PR #171, opened 2020-07-14
Custom sliders for delays/durations/similarity

### LINKED ISSUE #27: Introduce a wait multiplier for slow devices
The original Ankulua script has problems on some devices or emulators because it doesn't wait long enough.

Users should be able to influence the wait time, otherwise they have to build their own versions of the APK.

For this purpose, something like a wait multiplier should be introduced, which is used in every `AutomataApi.Wait()` call. The actual waiting time will then be `waitTime * waitMultiplier`.

 A value of < 1 should also be allowed for JP and for future NA versions with the new Unity engine.

### LINKED ISSUE #124: [JP] The First Support is always ignored
Already tested
 I'm not a samsung user

**Describe the bug**
The script/bot/app ignores the first support everytime

**Screenshots**
https://streamable.com/5zl3q0

**Device Info:**
 - Device model: Xiaomi Redmi note 7
 - Screen size: 1080 x 2340
 - Android Version: Android 9
 - RAM: 3GB

### LINKED ISSUE #136: Too much scrolling in support selection, resulting in missed supports

**Describe the bug**
The support selection seems to scroll too much, and often misses the right support.

**Screenshots**
https://streamable.com/fj0h5i

Here I've set Waver and Chaldea Lunchtime as my preferred support/CE, but you can see that it scrolls too much each time and misses it.

 - Device model: [Samsung A70 (SM-A705MN)]
 - Screen size: [1718x1080 (I tweaked it when I used FGOlua)]
 - Android Version: [Android 10]
 - RAM: [not sure]

Great work by the way! I'm am a FGOlua user but I've been trying to port everything over since the UI is so much nicer.

### LINKED ISSUE #170: Personalized Delays and Durations
How about adding a settings menu for adjusting delays and durations of the presses so that the app can better match each user's game load speed and such?

MathewSachin:
Added a page named `Fine-tune` which can be opened from `More options`.

fixes #170 

#### Options available
- Min Similarity
- MLB Similarity (fixes #124). Also reduced default MLB similarity to 0.7 which should handle most cases. Otherwise you can customize.
- Wait after clicking (ms)
- Click duration (ms)
- Delay b/w repeated clicks (ms)
- Wait after swiping (ms)
- Swipe duration (ms)
- Support Swipe multiplier (fixes #136)
- Wait multiplier (fixes #27)


IAmLoaf21:
How about calling it simply "Sliders"?

MathewSachin:
I don't think "Sliders" would be a good name.
People will want to know what it does rather than the UI controls present there.

PR #15, opened 2018-01-20
Correct wrapper library in table

nstrelow:
Just saw that typo and couldn't resist 😅 

Awesome library btw, I will definitly try it out!


derhuerst:
Thanks, this was definitely confusing for beginners!

The build is failing because of something else.

PR #25, opened 2018-03-04
query subsequent/preceeding journeys by ref

### LINKED ISSUE #24: journeys: find out how the subsequent/preceeding journeys feature works
[There is a mechanism to get subsequent/preceeding journeys](https://gist.github.com/derhuerst/5fa86ed5aec63645e5ae37e23e555886#file-2-http-L34), given a string that identifies/describes the last request.

Find out how this works, in order to solve https://github.com/derhuerst/hafas-client/pull/23#issuecomment-370246163 .

derhuerst:
closes #24

### DIFF
--- a/docs/journeys.md
+++ b/docs/journeys.md
@@ -249,7 +249,7 @@ Some [profiles](../p) are able to parse the ticket information, if returned by t
 
 If a journey leg has been cancelled, a `cancelled: true` will be added. Also, `departure`/`departureDelay`/`departurePlatform` and `arrival`/`arrivalDelay`/`arrivalPlatform` will be `null`.
 
-To get more journeys earlier/later than the current set of results, use `journey.earlierRef`/`journey.laterRef` as follows:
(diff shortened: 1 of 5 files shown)


derhuerst:
The build currently fails due to the notoriously unreliable "stopover at" test.

derhuerst:
todo: rename ref field to `earlierThan`/`laterThan`?

docs/journeys.md
```diff
@@ -242,3 +248,31 @@ Some [profiles](../p) are able to parse the ticket information, if returned by t
 ```
 
 If a journey leg has been cancelled, a `cancelled: true` will be added. Also, `departure`/`departureDelay`/`departurePlatform` and `arrival`/`arrivalDelay`/`arrivalPlatform` will be `null`.
+
+To get more journeys earlier/later than the current set of results, use `journey.earlierRef`/`journey.laterRef` as follows:
+
+```js
```
derhuerst: @juliuste Do you think the example code is intuitive?

derhuerst:
@kiliankoe Do you think this is an intuitive API? What would you do differently?

PR #32, opened 2018-03-16
new products markup

derhuerst:
This reduces the amount of duplicated code a lot.

- There's a single array of products per profile now. No more `products.allProducts`, `products.bitmasks` and `defaultProducts` anymore.
- The `line.mode` and `line.product` parsing has been moved into the main code. Profiles now only need to override `parseLine` if they want additional fields (or change parsed values).

**This is a breaking change** and therefore to be merged into `next` instead of `master`.


format/products-filter.js
```diff
@@ -0,0 +1,34 @@
+'use strict'
+
+const isObj = o => o !== null && 'object' === typeof o && !Array.isArray(o)
+const hasProp = (o, k) => Object.prototype.hasOwnProperty.call(o, k)
```
juliuste: Optional: One could use `lodash.isobject` and `lodash.has` here.

index.js
```diff
@@ -3,15 +3,19 @@
...
+const validateProfile = require('./lib/validate-profile')
 const _request = require('./lib/request')
 
 const isObj = o => o !== null && 'object' === typeof o && !Array.isArray(o)
 const isNonEmptyString = str => 'string' === typeof str && str.length > 0
 
 const createClient = (profile, request = _request) => {
 	profile = Object.assign({}, defaultProfile, profile)
+	profile.parseProducts = createParseBitmask(profile)
+	profile.formatProductsFilter = createFormatProductsFilter(profile)
```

- **Work instruction**
Set down each line of the data precisely as it appears above.

- **Answer**
PR #171, opened 2020-07-14
Custom sliders for delays/durations/similarity

### LINKED ISSUE #27: Introduce a wait multiplier for slow devices
The original Ankulua script has problems on some devices or emulators because it doesn't wait long enough.

Users should be able to influence the wait time, otherwise they have to build their own versions of the APK.

For this purpose, something like a wait multiplier should be introduced, which is used in every `AutomataApi.Wait()` call. The actual waiting time will then be `waitTime * waitMultiplier`.

 A value of < 1 should also be allowed for JP and for future NA versions with the new Unity engine.

### LINKED ISSUE #124: [JP] The First Support is always ignored
Already tested
 I'm not a samsung user

**Describe the bug**
The script/bot/app ignores the first support everytime

**Screenshots**
https://streamable.com/5zl3q0

**Device Info:**
 - Device model: Xiaomi Redmi note 7
 - Screen size: 1080 x 2340
 - Android Version: Android 9
 - RAM: 3GB

### LINKED ISSUE #136: Too much scrolling in support selection, resulting in missed supports

**Describe the bug**
The support selection seems to scroll too much, and often misses the right support.

**Screenshots**
https://streamable.com/fj0h5i

Here I've set Waver and Chaldea Lunchtime as my preferred support/CE, but you can see that it scrolls too much each time and misses it.

 - Device model: [Samsung A70 (SM-A705MN)]
 - Screen size: [1718x1080 (I tweaked it when I used FGOlua)]
 - Android Version: [Android 10]
 - RAM: [not sure]

Great work by the way! I'm am a FGOlua user but I've been trying to port everything over since the UI is so much nicer.

### LINKED ISSUE #170: Personalized Delays and Durations
How about adding a settings menu for adjusting delays and durations of the presses so that the app can better match each user's game load speed and such?

MathewSachin:
Added a page named `Fine-tune` which can be opened from `More options`.

fixes #170 

#### Options available
- Min Similarity
- MLB Similarity (fixes #124). Also reduced default MLB similarity to 0.7 which should handle most cases. Otherwise you can customize.
- Wait after clicking (ms)
- Click duration (ms)
- Delay b/w repeated clicks (ms)
- Wait after swiping (ms)
- Swipe duration (ms)
- Support Swipe multiplier (fixes #136)
- Wait multiplier (fixes #27)


IAmLoaf21:
How about calling it simply "Sliders"?

MathewSachin:
I don't think "Sliders" would be a good name.
People will want to know what it does rather than the UI controls present there.

PR #15, opened 2018-01-20
Correct wrapper library in table

nstrelow:
Just saw that typo and couldn't resist 😅 

Awesome library btw, I will definitly try it out!


derhuerst:
Thanks, this was definitely confusing for beginners!

The build is failing because of something else.

PR #25, opened 2018-03-04
query subsequent/preceeding journeys by ref

### LINKED ISSUE #24: journeys: find out how the subsequent/preceeding journeys feature works
[There is a mechanism to get subsequent/preceeding journeys](https://gist.github.com/derhuerst/5fa86ed5aec63645e5ae37e23e555886#file-2-http-L34), given a string that identifies/describes the last request.

Find out how this works, in order to solve https://github.com/derhuerst/hafas-client/pull/23#issuecomment-370246163 .

derhuerst:
closes #24

### DIFF
--- a/docs/journeys.md
+++ b/docs/journeys.md
@@ -249,7 +249,7 @@ Some [profiles](../p) are able to parse the ticket information, if returned by t
 
 If a journey leg has been cancelled, a `cancelled: true` will be added. Also, `departure`/`departureDelay`/`departurePlatform` and `arrival`/`arrivalDelay`/`arrivalPlatform` will be `null`.
 
-To get more journeys earlier/later than the current set of results, use `journey.earlierRef`/`journey.laterRef` as follows:
(diff shortened: 1 of 5 files shown)


derhuerst:
The build currently fails due to the notoriously unreliable "stopover at" test.

derhuerst:
todo: rename ref field to `earlierThan`/`laterThan`?

docs/journeys.md
```diff
@@ -242,3 +248,31 @@ Some [profiles](../p) are able to parse the ticket information, if returned by t
 ```
 
 If a journey leg has been cancelled, a `cancelled: true` will be added. Also, `departure`/`departureDelay`/`departurePlatform` and `arrival`/`arrivalDelay`/`arrivalPlatform` will be `null`.
+
+To get more journeys earlier/later than the current set of results, use `journey.earlierRef`/`journey.laterRef` as follows:
+
+```js
```
derhuerst: @juliuste Do you think the example code is intuitive?

derhuerst:
@kiliankoe Do you think this is an intuitive API? What would you do differently?

PR #32, opened 2018-03-16
new products markup

derhuerst:
This reduces the amount of duplicated code a lot.

- There's a single array of products per profile now. No more `products.allProducts`, `products.bitmasks` and `defaultProducts` anymore.
- The `line.mode` and `line.product` parsing has been moved into the main code. Profiles now only need to override `parseLine` if they want additional fields (or change parsed values).

**This is a breaking change** and therefore to be merged into `next` instead of `master`.


format/products-filter.js
```diff
@@ -0,0 +1,34 @@
+'use strict'
+
+const isObj = o => o !== null && 'object' === typeof o && !Array.isArray(o)
+const hasProp = (o, k) => Object.prototype.hasOwnProperty.call(o, k)
```
juliuste: Optional: One could use `lodash.isobject` and `lodash.has` here.

index.js
```diff
@@ -3,15 +3,19 @@
...
+const validateProfile = require('./lib/validate-profile')
 const _request = require('./lib/request')
 
 const isObj = o => o !== null && 'object' === typeof o && !Array.isArray(o)
 const isNonEmptyString = str => 'string' === typeof str && str.length > 0
 
 const createClient = (profile, request = _request) => {
 	profile = Object.assign({}, defaultProfile, profile)
+	profile.parseProducts = createParseBitmask(profile)
+	profile.formatProductsFilter = createFormatProductsFilter(profile)
```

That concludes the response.